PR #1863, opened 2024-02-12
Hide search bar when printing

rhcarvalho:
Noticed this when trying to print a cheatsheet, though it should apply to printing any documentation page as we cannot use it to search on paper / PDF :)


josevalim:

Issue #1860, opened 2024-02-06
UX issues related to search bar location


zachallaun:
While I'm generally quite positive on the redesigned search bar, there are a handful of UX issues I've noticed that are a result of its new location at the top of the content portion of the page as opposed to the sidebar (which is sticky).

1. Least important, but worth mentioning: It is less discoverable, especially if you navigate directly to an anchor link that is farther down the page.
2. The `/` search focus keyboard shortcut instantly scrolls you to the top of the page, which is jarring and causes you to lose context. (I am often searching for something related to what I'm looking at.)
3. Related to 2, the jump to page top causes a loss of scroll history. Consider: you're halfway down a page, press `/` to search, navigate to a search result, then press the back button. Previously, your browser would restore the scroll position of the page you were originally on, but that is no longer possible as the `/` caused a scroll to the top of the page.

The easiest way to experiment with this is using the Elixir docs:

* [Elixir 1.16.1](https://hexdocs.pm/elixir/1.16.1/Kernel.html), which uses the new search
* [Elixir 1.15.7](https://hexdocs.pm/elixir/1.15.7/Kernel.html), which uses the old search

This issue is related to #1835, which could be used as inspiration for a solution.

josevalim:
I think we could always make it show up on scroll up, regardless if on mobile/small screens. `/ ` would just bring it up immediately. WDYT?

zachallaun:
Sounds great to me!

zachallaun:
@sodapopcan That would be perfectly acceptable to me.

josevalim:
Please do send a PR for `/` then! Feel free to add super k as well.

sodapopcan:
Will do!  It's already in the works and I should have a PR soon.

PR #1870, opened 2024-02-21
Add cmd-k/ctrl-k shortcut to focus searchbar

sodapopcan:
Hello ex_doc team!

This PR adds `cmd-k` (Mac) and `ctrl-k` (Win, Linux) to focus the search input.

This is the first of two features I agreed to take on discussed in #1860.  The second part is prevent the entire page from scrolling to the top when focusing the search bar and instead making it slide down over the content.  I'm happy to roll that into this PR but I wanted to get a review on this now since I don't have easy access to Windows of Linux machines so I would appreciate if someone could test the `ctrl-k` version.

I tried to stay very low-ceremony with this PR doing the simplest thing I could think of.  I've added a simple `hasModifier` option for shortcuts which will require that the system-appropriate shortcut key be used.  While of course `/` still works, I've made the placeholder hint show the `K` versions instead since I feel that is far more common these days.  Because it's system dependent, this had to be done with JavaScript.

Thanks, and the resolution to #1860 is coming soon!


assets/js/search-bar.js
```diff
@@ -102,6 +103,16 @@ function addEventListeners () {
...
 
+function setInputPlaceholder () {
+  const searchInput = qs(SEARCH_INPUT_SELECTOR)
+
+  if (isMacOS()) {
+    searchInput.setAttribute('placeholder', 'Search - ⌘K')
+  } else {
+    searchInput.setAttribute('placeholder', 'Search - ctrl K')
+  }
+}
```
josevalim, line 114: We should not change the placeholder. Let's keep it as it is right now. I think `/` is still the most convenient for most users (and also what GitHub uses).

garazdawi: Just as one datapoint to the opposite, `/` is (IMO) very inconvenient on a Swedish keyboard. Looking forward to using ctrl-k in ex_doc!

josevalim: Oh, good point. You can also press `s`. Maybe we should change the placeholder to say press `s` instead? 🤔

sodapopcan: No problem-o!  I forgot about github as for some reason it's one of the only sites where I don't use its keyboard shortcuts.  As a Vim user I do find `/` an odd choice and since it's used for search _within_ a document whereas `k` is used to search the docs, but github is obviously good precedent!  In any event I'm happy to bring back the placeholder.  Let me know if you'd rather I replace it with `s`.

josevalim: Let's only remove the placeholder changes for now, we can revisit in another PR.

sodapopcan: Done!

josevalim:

● ● ●

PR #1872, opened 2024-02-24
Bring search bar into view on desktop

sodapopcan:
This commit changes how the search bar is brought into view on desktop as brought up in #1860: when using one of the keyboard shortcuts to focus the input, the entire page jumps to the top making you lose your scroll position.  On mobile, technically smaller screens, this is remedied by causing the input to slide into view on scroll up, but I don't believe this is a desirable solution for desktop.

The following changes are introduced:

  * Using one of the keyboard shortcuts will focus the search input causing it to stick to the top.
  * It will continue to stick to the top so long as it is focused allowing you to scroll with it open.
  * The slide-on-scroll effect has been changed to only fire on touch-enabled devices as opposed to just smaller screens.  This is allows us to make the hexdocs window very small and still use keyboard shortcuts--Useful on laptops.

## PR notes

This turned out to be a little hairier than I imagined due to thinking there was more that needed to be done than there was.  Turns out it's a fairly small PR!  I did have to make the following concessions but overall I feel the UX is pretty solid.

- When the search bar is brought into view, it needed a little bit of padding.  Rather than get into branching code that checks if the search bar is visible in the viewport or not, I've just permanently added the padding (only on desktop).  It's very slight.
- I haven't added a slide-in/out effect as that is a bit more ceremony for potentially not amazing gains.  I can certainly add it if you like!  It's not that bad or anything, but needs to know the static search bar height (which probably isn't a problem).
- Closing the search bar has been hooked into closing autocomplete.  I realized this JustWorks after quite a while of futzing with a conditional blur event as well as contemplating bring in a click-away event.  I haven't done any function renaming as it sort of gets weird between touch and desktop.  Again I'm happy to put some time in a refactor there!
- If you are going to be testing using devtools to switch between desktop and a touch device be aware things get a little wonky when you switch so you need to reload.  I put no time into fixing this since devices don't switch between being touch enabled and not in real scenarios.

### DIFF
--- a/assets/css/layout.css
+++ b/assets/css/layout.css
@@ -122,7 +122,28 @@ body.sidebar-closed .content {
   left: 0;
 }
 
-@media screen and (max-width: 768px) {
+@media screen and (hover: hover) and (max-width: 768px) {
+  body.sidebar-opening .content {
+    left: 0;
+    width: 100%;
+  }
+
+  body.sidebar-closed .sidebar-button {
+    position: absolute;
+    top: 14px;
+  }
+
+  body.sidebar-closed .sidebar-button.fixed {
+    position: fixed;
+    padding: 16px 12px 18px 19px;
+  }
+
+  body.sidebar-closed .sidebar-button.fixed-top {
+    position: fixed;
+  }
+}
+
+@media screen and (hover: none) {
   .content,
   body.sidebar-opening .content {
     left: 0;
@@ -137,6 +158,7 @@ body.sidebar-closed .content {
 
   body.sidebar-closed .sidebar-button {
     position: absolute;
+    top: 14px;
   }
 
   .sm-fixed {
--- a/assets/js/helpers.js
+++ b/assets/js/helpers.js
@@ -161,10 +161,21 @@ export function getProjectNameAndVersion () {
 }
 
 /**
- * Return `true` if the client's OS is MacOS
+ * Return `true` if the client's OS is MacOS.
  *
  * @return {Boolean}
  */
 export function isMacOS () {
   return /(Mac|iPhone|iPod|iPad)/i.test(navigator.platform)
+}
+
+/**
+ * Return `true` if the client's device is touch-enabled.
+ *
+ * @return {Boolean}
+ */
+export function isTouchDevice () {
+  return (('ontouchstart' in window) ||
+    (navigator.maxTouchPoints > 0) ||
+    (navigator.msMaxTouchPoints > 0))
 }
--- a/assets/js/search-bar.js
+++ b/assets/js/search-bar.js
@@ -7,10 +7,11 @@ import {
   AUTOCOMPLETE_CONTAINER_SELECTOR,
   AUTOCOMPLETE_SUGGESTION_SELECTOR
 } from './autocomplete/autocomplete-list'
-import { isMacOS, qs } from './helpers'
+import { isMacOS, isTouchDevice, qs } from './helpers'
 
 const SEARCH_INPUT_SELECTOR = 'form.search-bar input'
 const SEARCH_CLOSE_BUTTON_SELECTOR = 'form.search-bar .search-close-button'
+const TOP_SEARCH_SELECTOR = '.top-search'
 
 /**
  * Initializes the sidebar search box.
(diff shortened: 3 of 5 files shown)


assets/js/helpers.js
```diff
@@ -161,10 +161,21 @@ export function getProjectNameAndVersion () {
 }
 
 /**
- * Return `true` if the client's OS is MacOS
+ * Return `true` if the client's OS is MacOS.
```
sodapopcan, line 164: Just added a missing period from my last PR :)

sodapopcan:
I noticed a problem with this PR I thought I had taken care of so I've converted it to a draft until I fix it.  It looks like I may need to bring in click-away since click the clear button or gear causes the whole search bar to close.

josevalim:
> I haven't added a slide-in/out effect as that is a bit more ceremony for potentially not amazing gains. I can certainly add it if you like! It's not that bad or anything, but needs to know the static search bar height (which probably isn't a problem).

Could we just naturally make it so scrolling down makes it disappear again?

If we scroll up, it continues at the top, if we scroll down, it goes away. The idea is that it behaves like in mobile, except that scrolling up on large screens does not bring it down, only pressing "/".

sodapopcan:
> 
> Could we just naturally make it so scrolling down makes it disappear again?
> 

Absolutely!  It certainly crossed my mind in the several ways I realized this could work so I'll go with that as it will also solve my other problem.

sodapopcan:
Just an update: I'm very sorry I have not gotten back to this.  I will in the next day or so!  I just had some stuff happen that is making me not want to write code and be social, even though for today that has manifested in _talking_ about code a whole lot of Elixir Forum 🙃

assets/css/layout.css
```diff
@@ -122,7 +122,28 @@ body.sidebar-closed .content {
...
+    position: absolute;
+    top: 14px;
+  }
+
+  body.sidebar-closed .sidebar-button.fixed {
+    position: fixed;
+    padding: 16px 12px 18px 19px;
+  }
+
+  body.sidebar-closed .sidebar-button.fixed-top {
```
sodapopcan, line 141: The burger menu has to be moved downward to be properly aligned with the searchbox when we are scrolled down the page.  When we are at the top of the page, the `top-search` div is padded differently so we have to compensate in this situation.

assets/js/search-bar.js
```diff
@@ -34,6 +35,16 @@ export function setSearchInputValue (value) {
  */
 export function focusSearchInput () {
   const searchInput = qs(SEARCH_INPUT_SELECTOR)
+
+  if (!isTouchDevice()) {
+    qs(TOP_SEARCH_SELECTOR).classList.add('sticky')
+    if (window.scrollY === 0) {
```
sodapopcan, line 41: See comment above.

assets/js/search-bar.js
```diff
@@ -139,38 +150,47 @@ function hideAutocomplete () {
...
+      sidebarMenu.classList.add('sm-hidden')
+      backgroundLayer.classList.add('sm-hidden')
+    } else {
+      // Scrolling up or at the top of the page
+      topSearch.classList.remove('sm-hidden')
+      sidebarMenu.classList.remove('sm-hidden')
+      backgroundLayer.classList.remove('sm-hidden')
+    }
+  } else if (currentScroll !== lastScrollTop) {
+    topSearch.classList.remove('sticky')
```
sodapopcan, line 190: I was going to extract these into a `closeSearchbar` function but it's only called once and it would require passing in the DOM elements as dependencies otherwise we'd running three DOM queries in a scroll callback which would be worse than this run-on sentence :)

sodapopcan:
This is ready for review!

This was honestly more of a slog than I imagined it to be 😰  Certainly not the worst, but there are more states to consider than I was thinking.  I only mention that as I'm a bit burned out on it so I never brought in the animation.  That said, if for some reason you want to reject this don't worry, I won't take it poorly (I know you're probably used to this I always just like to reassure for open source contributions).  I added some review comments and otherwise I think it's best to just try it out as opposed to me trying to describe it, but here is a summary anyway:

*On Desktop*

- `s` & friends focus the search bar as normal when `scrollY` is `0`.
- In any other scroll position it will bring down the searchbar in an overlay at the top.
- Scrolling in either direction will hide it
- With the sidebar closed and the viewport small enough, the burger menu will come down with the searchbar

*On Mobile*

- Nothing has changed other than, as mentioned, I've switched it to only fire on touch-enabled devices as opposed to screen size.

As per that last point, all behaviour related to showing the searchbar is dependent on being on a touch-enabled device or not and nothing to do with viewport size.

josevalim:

● ● ●

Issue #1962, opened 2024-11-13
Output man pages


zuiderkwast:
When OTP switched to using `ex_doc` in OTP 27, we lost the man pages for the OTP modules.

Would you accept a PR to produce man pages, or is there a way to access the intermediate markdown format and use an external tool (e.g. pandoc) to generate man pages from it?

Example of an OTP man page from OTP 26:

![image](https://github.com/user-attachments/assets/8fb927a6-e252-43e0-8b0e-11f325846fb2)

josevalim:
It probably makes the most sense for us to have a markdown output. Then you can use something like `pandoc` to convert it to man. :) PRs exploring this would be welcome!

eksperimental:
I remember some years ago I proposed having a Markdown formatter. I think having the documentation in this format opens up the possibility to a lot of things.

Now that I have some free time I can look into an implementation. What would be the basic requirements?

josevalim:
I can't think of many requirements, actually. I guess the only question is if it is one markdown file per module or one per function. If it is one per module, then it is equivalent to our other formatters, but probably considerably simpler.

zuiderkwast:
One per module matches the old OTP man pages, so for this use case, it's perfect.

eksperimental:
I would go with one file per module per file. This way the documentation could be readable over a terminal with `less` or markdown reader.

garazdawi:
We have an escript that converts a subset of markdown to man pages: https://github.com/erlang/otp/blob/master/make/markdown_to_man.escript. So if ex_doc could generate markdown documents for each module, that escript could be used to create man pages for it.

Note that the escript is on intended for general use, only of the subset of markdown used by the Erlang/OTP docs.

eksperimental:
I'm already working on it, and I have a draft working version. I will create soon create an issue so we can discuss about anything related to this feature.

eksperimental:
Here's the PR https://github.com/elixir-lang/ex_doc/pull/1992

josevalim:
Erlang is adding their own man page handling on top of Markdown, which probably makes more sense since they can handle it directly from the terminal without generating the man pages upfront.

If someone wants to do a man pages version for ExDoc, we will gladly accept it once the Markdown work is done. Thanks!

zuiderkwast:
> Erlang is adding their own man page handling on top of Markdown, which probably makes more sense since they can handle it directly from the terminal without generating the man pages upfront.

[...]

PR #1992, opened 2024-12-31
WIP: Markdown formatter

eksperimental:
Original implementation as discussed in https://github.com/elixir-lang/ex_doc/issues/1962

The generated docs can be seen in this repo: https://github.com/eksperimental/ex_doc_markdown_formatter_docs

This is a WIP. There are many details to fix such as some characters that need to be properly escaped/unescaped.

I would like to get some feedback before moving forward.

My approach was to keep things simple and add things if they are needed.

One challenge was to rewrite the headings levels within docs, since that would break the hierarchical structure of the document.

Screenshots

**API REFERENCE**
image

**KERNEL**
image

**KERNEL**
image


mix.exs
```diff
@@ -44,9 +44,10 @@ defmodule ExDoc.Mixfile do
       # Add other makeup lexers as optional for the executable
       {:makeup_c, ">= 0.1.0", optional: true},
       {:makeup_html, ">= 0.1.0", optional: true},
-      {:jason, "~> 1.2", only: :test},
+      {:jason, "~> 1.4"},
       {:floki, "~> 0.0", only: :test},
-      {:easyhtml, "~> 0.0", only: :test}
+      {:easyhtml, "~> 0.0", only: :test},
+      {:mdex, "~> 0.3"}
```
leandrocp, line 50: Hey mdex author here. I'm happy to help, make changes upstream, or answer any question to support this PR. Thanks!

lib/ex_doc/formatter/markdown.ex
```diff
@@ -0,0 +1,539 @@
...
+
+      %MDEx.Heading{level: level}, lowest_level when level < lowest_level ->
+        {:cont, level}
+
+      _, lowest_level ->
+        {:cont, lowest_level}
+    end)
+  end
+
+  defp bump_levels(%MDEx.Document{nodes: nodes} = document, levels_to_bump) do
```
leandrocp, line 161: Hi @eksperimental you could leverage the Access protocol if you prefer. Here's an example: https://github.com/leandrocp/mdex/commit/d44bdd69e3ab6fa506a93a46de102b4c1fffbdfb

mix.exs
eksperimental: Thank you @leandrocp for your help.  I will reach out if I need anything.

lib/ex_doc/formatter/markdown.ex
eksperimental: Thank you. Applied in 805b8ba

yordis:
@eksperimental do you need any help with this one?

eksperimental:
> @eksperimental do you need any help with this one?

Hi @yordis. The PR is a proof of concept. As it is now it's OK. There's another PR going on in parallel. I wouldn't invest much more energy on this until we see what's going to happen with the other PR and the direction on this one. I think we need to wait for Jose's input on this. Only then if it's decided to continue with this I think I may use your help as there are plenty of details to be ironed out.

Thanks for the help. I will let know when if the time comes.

● ● ●

◆ **Task goal**: From the records above, tally every line that includes the word "imagined" and reply with the total by itself.

◆ **Solution to the exercise**: 2